Subsection 102(3)(b) (the nature and complexity of the dispute)
- [20]The Builder submits that the Review Application was complex because of the number of complaint items and the technical nature of the expert evidence and legal principles involved.[13] The Builder points to, in particular, the fact that there were multiple expert reports; that building disputes are inherently complex and necessitate interpretation of complex legislation; and the hearing took place over a three-day period.[14]

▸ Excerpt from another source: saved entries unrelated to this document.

Issue #5572, opened 2015-07-25
Bug fixes for Google ReCaptcha 2.0


emeraldarcher:
Bug fixes for Google ReCaptcha 2.0 merged into dev branch

PR #5573, opened 2015-07-25
Issue #5572 - Bug fixes for Google ReCaptcha 2.0 update

emeraldarcher:
This contains the remaining bug fixes for the update to Google ReCaptcha in Orchard. The update was merged in issues 5331 and 5332.

### DIFF
--- a/src/Orchard.Web/Modules/Orchard.DynamicForms/Views/Elements/ReCaptcha.cshtml
+++ b/src/Orchard.Web/Modules/Orchard.DynamicForms/Views/Elements/ReCaptcha.cshtml
@@ -5,7 +5,7 @@
     var element = (ReCaptcha)Model.Element;
     var publicKey = (string)Model.PublicKey;
 }
-@if (!String.IsNullOrWhiteSpace(publicKey)) {
+@if (HasText(publicKey)) {
     @tagBuilder.StartElement
     <script src='https://www.google.com/recaptcha/api.js'></script>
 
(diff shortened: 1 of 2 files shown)


src/Orchard.Web/Modules/Orchard.DynamicForms/Views/Elements/ReCaptcha.cshtml
```diff
@@ -5,7 +5,7 @@
     var element = (ReCaptcha)Model.Element;
     var publicKey = (string)Model.PublicKey;
 }
-@if (!String.IsNullOrWhiteSpace(publicKey)) {
+@if (HasText(publicKey)) {
```
sfmskywalker: I wonder why you're using `HasText` on strings? Isn't that intended to be used on objects other than strings?

emeraldarcher: I was told to change from IsNullOrWhitespace() to HasText() by Jetski5822.
I can change it back though if you'd like.

sfmskywalker: I see. @Jetski5822 what's the thinking behind `HasText`, do you know?

sebastienros: We talked about it during the triage, and I think I commented on the "request" from Nick. @sfmskywalker  is right, you can just use `String.IsNullOrEmptyWhitespace` here. But `HasText` begin technically correct we didn't bother accepting the PR.

Jetski5822: Huh?

sebastienros:
Feel free to create another PR to remove the HasText

PR #5574, opened 2015-07-26
ContainerPart renders ContainableParts using customizable display-mode

siyamandayubi:
Currently, ContainerPart renders its ContainableParts in "Summary" mode and it uses the default "ul", "li" tags to render them. In some scenarios, we need to render Containable items in Detail mode and also using other tags instead of ul-li. 

Using some new properties in the ContainerPartSettings , I make it customizable.

Summary of changes
1) It preserves default behavior (using Summary displayMode and 'ul-li' tags)

2) It adds three new properties (ContainerTag, ItemTag, ItemsDisplayMode) to the ContainerPartSettings and its related classes

3) If the ContainerPart is in detail mode, it tries to use the values in setting for display-mode of the items, and for rendering tags.

4) In case of empty values in the settings, it uses the default values ("Summary", ul, li)

### DIFF
--- a/src/Orchard.Web/Core/Containers/Drivers/ContainerPartDriver.cs
+++ b/src/Orchard.Web/Core/Containers/Drivers/ContainerPartDriver.cs
@@ -16,6 +16,7 @@ using System.Web.Routing;
 using Orchard.Settings;
 using Orchard.Core.Feeds;
 using Orchard.UI.Navigation;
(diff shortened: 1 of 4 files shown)


sebastienros:
Talked with Siyamand, will try to use shape alternates when possible, and keep the display type in the settings, for the items.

- [21]Mr Clark submits that whilst there was some complexity in relation to the cause of the damage and defective works to the house, there was no such complexity in relation to the limitation point on which the Respondents were successful and, accordingly, the complexity of the dispute did not justify any award of costs in favour of the Builder.[15] Mr Clark further submits that it was open to the Builder to bring an application for summary dismissal based on the limitation point, but it did not, and this weighs against any order for costs in favour of the Builder.
- [22]The Builder responds, amongst other matters, that the limitation issue was of sufficient legal complexity to warrant the Builder incurring legal costs by way of representation, particularly in circumstances where the QBCC’s summary application had been dismissed.
- [23]As to the nature of the dispute, the proceeding was a general administrative review proceeding brought under the QCAT Act pursuant to s 87 of the QBCC Act. Adopting the observations of Senior Member Aughterson in Pound,[16] an applicant in a review proceeding should not be dissuaded from pursuing a review by the spectre of an adverse costs order being made against the applicant. However, in the present case, I consider that this factor is of little significance in circumstances where Mr Clark was the party who joined the Builder (albeit that the QBCC supported the application). This factor would have been of greater significance if the Builder had been joined on the application of the QBCC.
- [24]Looking at the overall issues raised by the Review Application (including the disputed nature of the expert evidence), I consider it clear that the matter was a complex one and justified the engagement of lawyers (which in fact occurred). However, the Review Application was dismissed on the basis of jurisdiction (relying upon the decision in Jorg). In those circumstances, there was no determination of the factual issues including the dispute between experts.[17] Whilst I accept that the legal question was sufficiently complex to warrant engaging lawyers, had I been otherwise minded to award costs in favour of the Builder, I would have limited the costs to those incurred in relation to arguing the Jorg point (noting that neither the QBCC nor the Builder brought that decision to the notice of Mr Clark prior to the hearing).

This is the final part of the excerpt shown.